Second, the economic story is more nuanced than “recursion is expensive, therefore bad.” The authors report average API costs alongside scores. Their GPT-5 RLM uses GPT-5 as the root model and GPT-5-mini for recursive sub-calls—a deliberate capability/cost trade. In the same table, the BrowseComp-Plus RLM’s average cost is around $0.99 (with high variance), while a summary-agent baseline averages around $0.57 but scores lower (70.47%). So recursion is not magically free; it’s a trade: you buy selectivity and robustness by spending tokens on targeted inspection and sub-queries instead of a single giant forward pass or lossy compaction. The paper also argues that naïvely “just ingesting” millions of tokens into a frontier model would be prohibitively costly, which is exactly what the RLM avoids by never needing one enormous context window.

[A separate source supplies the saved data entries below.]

PR #90783, opened 2020-05-06
Clarify behavior of publishNotReadyAddresses

JeremyOT:
**What type of PR is this?**
/kind documentation

**What this PR does / why we need it**:
The implementation of `service.spec.publishNotReadyAddresses = true` causes pod readiness to be ignored and all endpoints created by the controller to be marked ready. This has always been the behavior and is not expected to change, so it should be discoverable via documentation.

**Does this PR introduce a user-facing change?**:

```release-note
NONE
```

Issue #85643, opened 2019-11-26
Create ability to do zero downtime deployments when using externalTrafficPolicy: Local


WillPlatnick:
I am using externalTrafficPolicy set to Local for my a LoadBalancer service for an ingress controller on GKE.

Right now, when a pod gets terminated, it is immediately removed from the NodePort service, which stops traffic from routing to the pod (step 5 at https://kubernetes.io/docs/concepts/workloads/pods/pod/#termination-of-pods). 

The problem is that the GCP Load Balancer doesn't update itself immediately, so it continues to send traffic to the NodePort even though Kubernetes has already removed the pod from the NodePort as part of the termination process. This results in timeouts and an inability to do zero downtime deployments when a node no longer has an active application residing on it when externalTrafficPolicy is set to Local.

I'd like to see an option where we can use Local, but allow for zero-downtime deployments. 

I'm wondering if there could be a configurable option to wait until a preStop hook has finished (or grace period hits) before removing the pod from the NodePort service? With something like this, we could make a preStop hook that can make health checks fail but have the pod continue to serve traffic normally. The preStop hook could then sleep for a certain amount of time while the load balancers gracefully stop sending traffic because the health checks start to fail. Once the preStop hook completes, then it removes the pod from the NodePort. This would allow for graceful draining of outgoing pods.

Or maybe the answer is a pre-PreStop hook that can run before termination officially begins?

athenabot:
/triage unresolved

Comment `/remove-triage unresolved` when the issue is assessed and confirmed.

🤖 I am a bot run by vllry. 👩‍🔬

tuananhnguyen-ct:
Having the same issue. Any graceful termination in the pod itself will not help, since the port at node level stop accepting traffic.

kevinscholz:
Same issue here. I tried to fix in a few months ago but gave up in the end and set `externalTrafficPolicy` to `Cluster` (loosing the client ip but deploy zero-downtime). The issue is that the Google LBs don't get a signal BEFORE a pod is terminated, so only after the not configurable healthcheck timeout the node is deregistered from the LB. Found no way so far to remove the node from the LB before terminating the POD.

thockin:
[...]

PR #92968, opened 2020-07-10
Add Terminating Condition to EndpointSlice

andrewsykim:
**What type of PR is this?**
/kind feature

Adds a `serving` and `terminating` condition to EndpointSlice as proposed in this [KEP](https://github.com/kubernetes/enhancements/tree/master/keps/sig-network/1672-tracking-terminating-endpoints). 

https://github.com/kubernetes/enhancements/tree/master/keps/sig-network/1672-tracking-terminating-endpoints 

```release-note
Add a 'serving' and `terminating` condition to the EndpointSlice API.

`serving` tracks the readiness of endpoints regardless of their terminating state. This is distinct from `ready` since `ready` is only true when pods are not terminating. 
`terminating` is true when an endpoint is terminating. For pods this is any endpoint with a deletion timestamp.
```

```docs

```


andrewsykim (commented):
/assign @thockin @robscott 
/retest

pkg/registry/discovery/endpointslice/strategy.go
```diff
@@ -67,6 +75,12 @@ func (endpointSliceStrategy) PrepareForUpdate(ctx context.Context, obj, old runt
 
 	newEPS.ObjectMeta = ogNewMeta
 	oldEPS.ObjectMeta = ogOldMeta
+
+	if !utilfeature.DefaultFeatureGate.Enabled(features.EndpointSliceTerminatingCondition) {
+		for i := range newEPS.Endpoints {
+			newEPS.Endpoints[i].Conditions.Terminating = nil
```
robscott, line 81: I think we need to maintain an existing value here if it is already set to ensure compatibility with future versions that could set this field.

pkg/controller/endpointslice/utils_test.go
```diff
@@ -223,9 +268,12 @@ func TestPodToEndpoint(t *testing.T) {
 			node: node1,
 			svc:  &svc,
 			expectedEndpoint: discovery.Endpoint{
-				Addresses:  []string{"1.2.3.5"},
-				Conditions: discovery.EndpointConditions{Ready: utilpointer.BoolPtr(true)},
-				Hostname:   &readyPodHostname.Spec.Hostname,
+				Addresses: []string{"1.2.3.5"},
+				Conditions: discovery.EndpointConditions{
+					Ready:       utilpointer.BoolPtr(true),
+					Terminating: utilpointer.BoolPtr(false),
```
robscott, line 274: Are there any instances where we would expect terminating to be nil when the feature gate is enabled? It looks like all of these tests expect true or false values.

pkg/controller/endpointslice/utils_test.go
```diff
@@ -73,18 +77,21 @@ func TestNewEndpointSlice(t *testing.T) {
 }
 
 func TestPodToEndpoint(t *testing.T) {
+	defer featuregatetesting.SetFeatureGateDuringTest(t, utilfeature.DefaultFeatureGate, features.EndpointSliceTerminatingCondition, true)()
```
robscott, line 80: Can we make this something that applies per test case instead of for all of `TestPodToEndpoint`. Setting this to `true` here means we lose all our test coverage for the detault state where the feature gate is disabled. I think it would be helpful to leave the majority of existing tests covering that state and then add test cases that are specific to this feature. As an example, I think the default value for 1.20 is going to be nil but that is not actually covered by the tests here.

pkg/controller/endpointslice/endpointslice_controller_test.go
```diff
@@ -329,16 +332,18 @@ func TestOnEndpointSliceUpdate(t *testing.T) {
 
 // Ensure SyncService handles a variety of protocols and IPs appropriately.
 func TestSyncServiceFull(t *testing.T) {
+	defer featuregatetesting.SetFeatureGateDuringTest(t, utilfeature.DefaultFeatureGate, features.EndpointSliceTerminatingCondition, true)()
```
robscott, line 335: Same comment here, I hate to lose test coverage of existing/default functionality. Until this feature gate is enabled by default I'd prefer to have any test coverage be in addition to existing test coverage.

pkg/apis/discovery/types.go
```diff
@@ -116,6 +116,11 @@ type EndpointConditions struct {
 	// indicates an unknown state. In most cases consumers should interpret this
 	// unknown state as ready.
 	Ready *bool
+
+	// terminating indicates if this endpoint is terminating. Consumers should assume a
+	// nil value indicates the endpoint is not terminating.
```
robscott, line 121: Maybe something closer to the comment for `ready` above?
```suggestion
	// terminating indicates if this endpoint is terminating. A nil value indicates an
	// unknown state. Consumers should interpret this unknown state indicates the
	// endpoint is not terminating.
```

robscott (commented):
Thanks for the work on this!

pkg/registry/discovery/endpointslice/strategy.go
andrewsykim: Those future versions would have the feature gate enabled so we wouldn't hit this code path right?

pkg/controller/endpointslice/utils_test.go
andrewsykim: I don't think there is, at least in the context of endpointslice controller that is only adding pod endpoints. The terminating state would be either `true` or `false` depending on whether `DeletionTimestamp` is nil. Maybe I missed an edge case here though :thinking: 

Will add some tests for when the gate is disabled though

pkg/controller/endpointslice/utils_test.go
andrewsykim: Yup, good cal!

pkg/apis/discovery/types.go
andrewsykim: Will apply

pkg/controller/endpointslice/endpointslice_controller_test.go
```diff
@@ -327,18 +330,103 @@ func TestOnEndpointSliceUpdate(t *testing.T) {
 	assert.Equal(t, 1, esController.queue.Len())
 }
 
-// Ensure SyncService handles a variety of protocols and IPs appropriately.
-func TestSyncServiceFull(t *testing.T) {
+// Ensure SyncService works with ipFamily=IPv4 but with endpoints from multiple families
+func TestSyncService_IPv4(t *testing.T) {
```
andrewsykim, line 334: This is the same test as `TestSyncService_IPv6` below but using `ipFamily=IPv4` on the Service.

pkg/controller/endpointslice/endpointslice_controller_test.go
```diff
@@ -400,6 +488,95 @@ func TestSyncServiceFull(t *testing.T) {
 	}}, slice.Endpoints)
 }
 
+// Ensure SyncService works the EndpointSliceTerminatingConditoin gate enabled
+func TestSyncService_WithEndpointSliceTerminatingConditionEnabled(t *testing.T) {
```
andrewsykim, line 492: This is the same test as `TestSyncService_IPv4` but with the termination gate enabled.

pkg/registry/discovery/endpointslice/strategy.go
robscott: I think the idea here is that we need to be able to safely round trip between API versions. As an example, if a resource was created with a 1.21 API Server, data from that resource should not be dropped/unset by a 1.20 API Server. At least that's what I had to do for [AppProtocol in 1.18](https://github.com/kubernetes/kubernetes/blob/release-1.18/pkg/apis/core/validation/validation.go#L4273-L4283) when it was alpha.

andrewsykim: Okay, this makes sense now, thanks for explaining! :)

andrewsykim: PR updated, based on your feedback

pkg/controller/endpointslice/endpointslice_controller_test.go
```diff
@@ -327,18 +330,103 @@ func TestOnEndpointSliceUpdate(t *testing.T) {
...
 }
 
-// Ensure SyncService handles a variety of protocols and IPs appropriately.
-func TestSyncServiceFull(t *testing.T) {
+// Ensure SyncService works with ipFamily=IPv4 but with endpoints from multiple families
+func TestSyncService_IPv4(t *testing.T) {
+	client, esController := newController([]string{"node-1"}, time.Duration(0))
+	namespace := metav1.NamespaceDefault
+	serviceName := "all-the-protocols"
+	ipv6Family := v1.IPv4Protocol
```
robscott, line 338: This seems wrong? Maybe just `ipFamily`?

pkg/controller/endpointslice/endpointslice_controller_test.go
robscott: Is this similar enough to the IPv4 one that we could just have a single test function with 2 test cases?

pkg/controller/endpointslice/endpointslice_controller_test.go
robscott: Similarly, can we just rework 1 function to support multiple test cases?

robscott (commented):
Implementation LGTM, just had some questions about tests.

pkg/controller/endpointslice/endpointslice_controller_test.go
andrewsykim: Good catch

pkg/controller/endpointslice/endpointslice_controller_test.go
andrewsykim: While I agree, I think putting all the `TestSyncService*` into one unit test with test tables is gonna require a bigger refactor due to the way the pod IPs end up getting filtered in the EndpointSlice resource.

andrewsykim: Happy to do the refactor if you think it's worthwhile

robscott: It looks like each test case would need to define pods, ipFamily, and expected endpoints. It looks like the Service and EndpointPorts are always consistent so we may not need to check them or define them as part of test cases. If I'm understanding the changes in this PR correctly, it looks like the `TestSyncService` func is being repeated 3x with relatively minimal changes, so if that can be pulled back into a single function with multiple test cases I think that would be idea. With that said, I'm probably missing some extra bits of variation between these test functions that might make this more complex. So definitely let me know if I'm missing anything.

andrewsykim: The only other sticking point is that `newPod` has some custom indexing logic and in this test case we have a separate step to override `status.podIPs`. If we use test tables, defining the pods directly in the table would make the most sense but would require some refactoring.

I agree with you that it would be much better, just not sure it's worth the extra effort :thinking:

andrewsykim: Actually scratch that, I'll do the refactor. I'll keep it in a separate commit so we can revert if we find it's changing too many things.

pkg/registry/discovery/endpointslice/strategy.go
```diff
@@ -96,3 +102,38 @@ func (endpointSliceStrategy) ValidateUpdate(ctx context.Context, new, old runtim
...
+
+// dropTerminatingConditionOnUpdate will drop the terminating condition field if the EndpointSliceTerminatingCondition
+// feature gate is disabled unless an existing EndpointSlice object has the field already set. This ensures
+// the field is not dropped on rollback.
+func dropTerminatingConditionOnUpdate(oldEPS, newEPS *discovery.EndpointSlice) {
+	if utilfeature.DefaultFeatureGate.Enabled(features.EndpointSliceTerminatingCondition) {
+		return
+	}
+
+	unsetTerminatingCondition := true
```
thockin, line 126: I feel like we discussed this before.  This is not exactly correct - if any old EP has it set, any new EP can use it.  Given the context, I think this is acceptable, but worth commenting.

thockin (commented):
I will leave Rob to review the controller parts.  API LGTM except some comment nits.

pkg/registry/discovery/endpointslice/strategy.go
andrewsykim: > I feel like we discussed this before. 

Yeah, admittedly this always confuses me though :P 

Added more comments to make this clearer. `dropTerminatingConditionOnUpdate` has some extra comments which should help too.

pkg/apis/discovery/types.go
```diff
@@ -116,6 +116,11 @@ type EndpointConditions struct {
 	// indicates an unknown state. In most cases consumers should interpret this
 	// unknown state as ready.
 	Ready *bool
+
+	// terminating indicates if this endpoint is terminating. A nil value indicates an
```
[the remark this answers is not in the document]
andrewsykim: updated

pkg/apis/discovery/types.go
```diff
@@ -116,6 +116,11 @@ type EndpointConditions struct {
...
+	// unknown state. Consumers should interpret this unknown state indicates the
```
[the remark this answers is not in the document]
andrewsykim: updated

pkg/controller/endpointslice/endpointslice_controller_test.go
andrewsykim: Last commit has refactors a bunch of the TestSyncService* tests into a single one with test tables. There's a few TestSyncService tests I didin't combine like `TestSyncServiceNoSelector` and `TestSyncServicePendingDeletion` since they are edge cases which would be difficult to fit into the generic testing table.

pkg/controller/endpointslice/endpointslice_controller_test.go
```diff
@@ -327,77 +330,494 @@ func TestOnEndpointSliceUpdate(t *testing.T) {
...
+						PodIPs: []v1.PodIP{{
+							IP: "10.0.0.1",
+						}},
+						Conditions: []v1.PodCondition{
+							{
+								Type:   v1.PodReady,
+								Status: v1.ConditionTrue,
+							},
+						},
+					},
```
robscott, line 728: I think it's easier to make sense of what's changing in tests like this if things that are consistent are mostly hidden. As an example, maybe you could use a `standardPodSpec` var since that seems to be irrelevant to all of these tests. Similarly, maybe it would help to add some kind of helper func for generating `ObjectMeta`. Maybe something like this:

```suggestion
					ObjectMeta: standardPodMeta("pod0", nil),
					Spec: standardPodSpec,
					Status: v1.PodStatus{
						PodIP: "10.0.0.1",
						PodIPs: []v1.PodIP{{
							IP: "10.0.0.1",
						}},
						Conditions: []v1.PodCondition{
							{
								Type:   v1.PodReady,
								Status: v1.ConditionTrue,
							},
						},
					},
```

robscott (commented):
Thanks for the work on this! It all LGTM, just had some nits around how tests could be further simplified.

pkg/controller/endpointslice/endpointslice_controller_test.go
```diff
@@ -327,77 +330,494 @@ func TestOnEndpointSliceUpdate(t *testing.T) {
...
+					Name:     utilpointer.StringPtr("udp-example"),
+					Protocol: protoPtr(v1.ProtocolUDP),
+					Port:     utilpointer.Int32Ptr(int32(161)),
+				},
+				{
+					Name:     utilpointer.StringPtr("tcp-example"),
+					Protocol: protoPtr(v1.ProtocolTCP),
+					Port:     utilpointer.Int32Ptr(int32(80)),
+				},
+			},
```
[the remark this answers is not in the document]
andrewsykim: I was thinking that we probably want to add more test cases where both the ServicePort and IPFamily in Service would vary and the ports in Pod would vary. This is why the entire Service and Pods are put into the test table.

pkg/controller/endpointslice/endpointslice_controller_test.go
andrewsykim: I was thinking we would add tests here in the future where the labels could vary between the pods which was why I didn't try to hide any of the specific fields. I think it's safe to remove TypeMeta though.

andrewsykim: For standardPodSpec, I don't think any of the unit tests here use named pod ports. If we added those the pod spec would change as well :thinking:

robscott: 👍 makes sense

pkg/controller/endpointslice/endpointslice_controller_test.go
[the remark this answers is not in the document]
robscott: 👍 makes sense

andrewsykim:
Part of https://github.com/kubernetes/kubernetes/issues/85643

Quentin-M:
@andrewsykim 

IHMO this concern is not really relevant compared to how significant of an impact the lack of proper production support for `externalTrafficPolicy=Local`. As it stands right now, companies running production services on AWS LBs with massive amounts of traffic, and low latency requirements, this is very problematic, as to simply avoid having downtime during roll-outs - `externalTrafficPolicy=Cluster` must be used, which makes traffic bounce node to node for no reason, saturating the NICs. For someone not checking the service endpoint statuses, I don't think that'd really change too much. 

Starting v1.19, with ELB/NLBs, thankfully, the issue may be worked around by using `service.beta.kubernetes.io/aws-load-balancer-target-node-labels` and topological routing. With alb ALB ingress controller, you are currently forced to build a custom target group, custom routing rules, and a second service with topological routing.

andrewsykim:
> IHMO this concern is not really relevant compared to how significant of an impact the lack of proper production support for externalTrafficPolicy=Local. As it stands right now, companies running production services on AWS LBs with massive amounts of traffic, and low latency requirements, this is very problematic, as to simply avoid having downtime during roll-outs - externalTrafficPolicy=Cluster must be used, which makes traffic bounce node to node for no reason, saturating the NICs. For someone not checking the service endpoint statuses, I don't think that'd really change too much.

I definitely understand this concern, and in fact this issue in particular is why we started this work initially (see https://github.com/kubernetes/kubernetes/issues/85643). But I disagree that this concern is not relevant based on the impact of this bug. Taking an ingress controller as an example, if we suddenly started to include terminating endpoints by default, we are introducing a new behavior that may now include not ready endpoints that are not available to receive traffic.

robscott:
This is an interesting one. It’s a little scary in that an upgrade on API/Controller side could potentially break earlier consumers. I think it’s reasonable to expect consumers to honor ready, but if endpoints that previously disappeared or appeared unready are going to appear ready with this approach, that seems problematic. Since there are cases where both `ready` and `terminating` would be set to true, we would end up exposing `ready` endpoints that previously would not have been published. 

Given that background, we'll need to be very careful rolling this out. We would need to guarantee compatibility with kube-proxy running 1 minor version earlier than API/Controller. In that case, we’d need to ensure that kube-proxy could handle/interpret terminating at least one minor release before it was set/published by the controller.

Perhaps more importantly, as you've already pointed out, we'll have to communicate this change broadly to implementations so they can also appropriately prepare for this change. With all of that said, this change does still feel worthwhile, we'll just have to spread it out over several releases with lots of communication along the way.

andrewsykim:
> Given that background, we'll need to be very careful rolling this out. We would need to guarantee compatibility with kube-proxy running 1 minor version earlier than API/Controller. In that case, we’d need to ensure that kube-proxy could handle/interpret terminating at least one minor release before it was set/published by the controller.

This makes sense, and per the KEP both endpointslice controller and kube-proxy will have an alpha feature gate for this behavior.

> Perhaps more importantly, as you've already pointed out, we'll have to communicate this change broadly to implementations so they can also appropriately prepare for this change. With all of that said, this change does still feel worthwhile, we'll just have to spread it out over several releases with lots of communication along the way.

Sgtm!

thockin:
Going back through this - perhaps we should add this field NOW (before EPSlice is GA) and assert that while it is always false today it will eventually be true for some endpoints, and so clients should handle it.

Then this KEP becomes about the act of setting the field to true.

I'm not sure this is significantly better, because of Beta users, thought I feel SLIGHTLY less bad about impacting them.

Honestly, the only REALLY compatible fix is to leave `ready` meaning what it means today (ready and not terminating) and consider it to be the "summary value".  Then add TWO new fields: `terminating` and `accepting` (names TBD).  Old clients stay safe, new clients can use the more granular fields.

Of course, if we ever want to add ANOTHER such, we would have to do it again (e.g. split accepting into 2 new fields).

We could make it self-describing:

```
readiness: [ { name: accepting, polarity: true }, { name: terminating, polarity: false } ]
conditions: [ { name: accepting, value: true }, name: terminating, value: true } ] # <-- NOT READY
```

Blech!  Other ideas?

robscott:
> Going back through this - perhaps we should add this field NOW (before EPSlice is GA) and assert that while it is always false today it will eventually be true for some endpoints, and so clients should handle it.

If we're planning on taking EPSlice to GA in 1.20 wouldn't it be too late to add a field to that API pre-GA?

Is there any way we could do a safe/gradual rollout over several minor releases to avoid adding another API field here? IE in the first release we update consumers to understand terminating if it is set (nil by default) and in a second release we update producers to actually set the field.

thockin:
>> Going back through this - perhaps we should add this field NOW (before EPSlice is GA) and assert that while it is always false today it will eventually be true for some endpoints, and so clients should handle it.
>
>If we're planning on taking EPSlice to GA in 1.20 wouldn't it be too late to add a field to that API pre-GA?

We *could* squeek it by - it will be, by definition, false.  That said, it's
bending the rules for a one-time win.  Anyone who has written code against the
beta API will be broken (silently) when this eventually becomes true.  You can
argue "well, they used the beta API and we documented the new field" but
that's mostly denying reality.

>Is there any way we could do a safe/gradual rollout over several minor releases to avoid adding another API field here? IE in the first release we update consumers to understand terminating if it is set (nil by default) and in a second release we update producers to actually set the field.

How are you going to find every consumer of a GA API in a system a widely used
as this?  As soon as this API hits GA, ready needs to mean what it means today.
Anything else is a breaking change. :(

thockin:
On the breakingness of this change specifically:

Today a consumer of EPSlice will see a pod in the list until it becomes
terminating, at which time it disappears from the list.

If we just added this field (changing "ready" meaning), a consumer
would pod in the list until it becomes terminated, at which time it
disappears from the list.

The important difference is that while it is terminating, the consumer can
at least TRY to gracefully wrap up.  After this change they don't get a
chance.  Yes, they can choose to learn about `terminating`, but we broke
them.  I tried to convince myself it wasn't so bad, but it is.

Sorry...

andrewsykim:
In https://github.com/kubernetes/kubernetes/pull/92968#issuecomment-678328208 I suggested maybe we have the "terminating" condition be opt-in by adding a field in Service like `spec.publishTerminating`, but that would be yet another dimension of complexity we add to Service. Do we think a new field in Service is worth while for this use-case?

thockin:
I don't think so - I honestly don't think 2 new bit is that bad, especially
since the write-cycles will be in sync - we are not tripling the potential
number of writes, just doubling.

pkg/apis/discovery/types.go
```diff
@@ -114,8 +114,21 @@ type EndpointConditions struct {
...
-	// unknown state as ready.
+	// unknown state as ready. For compatibility reasons, ready should never be
+	// "true" for terminating endpoints.
 	Ready *bool
+
+	// accepting is identical to ready except it is set regardless of the terminating
+	// state of endpoints. A ready endpoint that is terminating should set this condition
+	// to true.
+	// +optional
+	Accepting *bool
```
andrewsykim, line 125: Some alternative names for this field:
* Serving
* Receiving
* Healthy
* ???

One of the most interesting parts of the paper is that RLM behavior looks less like “the model memorized a recipe” and more like a messy, emergent programming style. The authors show recurring patterns: the root model often starts by probing the context (print a few lines), then uses regex or keyword search to narrow the search space based on priors (“festival,” a known location string, etc.). It chunks inputs (sometimes naïvely—by newline), recursively queries sub-models over those chunks, and sometimes does verification passes with small contexts. They also note pathologies: redundant verification can inflate cost without improving correctness; one trajectory repeats reproduction attempts multiple times and still ends wrong. This is the kind of artifact you see in real systems: the scaffolding works, but the controller is an imperfect decision-maker.

The limitations section and “negative results” appendix are worth reading because they sketch what it would take to turn RLMs from a compelling demo into infrastructure. Their implementation uses synchronous sub-calls; it works, but it’s slow—async and sandboxing are obvious next steps. They cap recursion depth at one (sub-calls are LMs, not deeper RLM stacks) and explicitly call for exploring deeper recursion. They also found brittleness in “how does the model signal it is done?” (FINAL tags) and that prompt portability across models is not automatic—Qwen needed small prompt adjustments to avoid excessive sub-calling, and smaller models without strong coding ability struggle in a REPL-centric setup.

My takeaway is that this paper is less about “infinite context” as a bragging right and more about a clean separation of concerns. Let the neural model do what it’s good at—choosing strategies, interpreting snippets, composing answers—and push bulk storage, scanning, and deterministic checks into an environment it can control. If you squint, it’s a blueprint for making LLMs behave like systems programs: inspect state, call helpers, cache intermediate results, and only keep the live working set in “RAM.” Whether RLMs become the standard wrapper around model calls or remain one tool among many will depend on engineering details (latency, safety of execution environments, controllability). But as an idea, it lands because it treats the context window not as a law of nature, but as a resource constraint you can route around—if you let the model write the routing logic.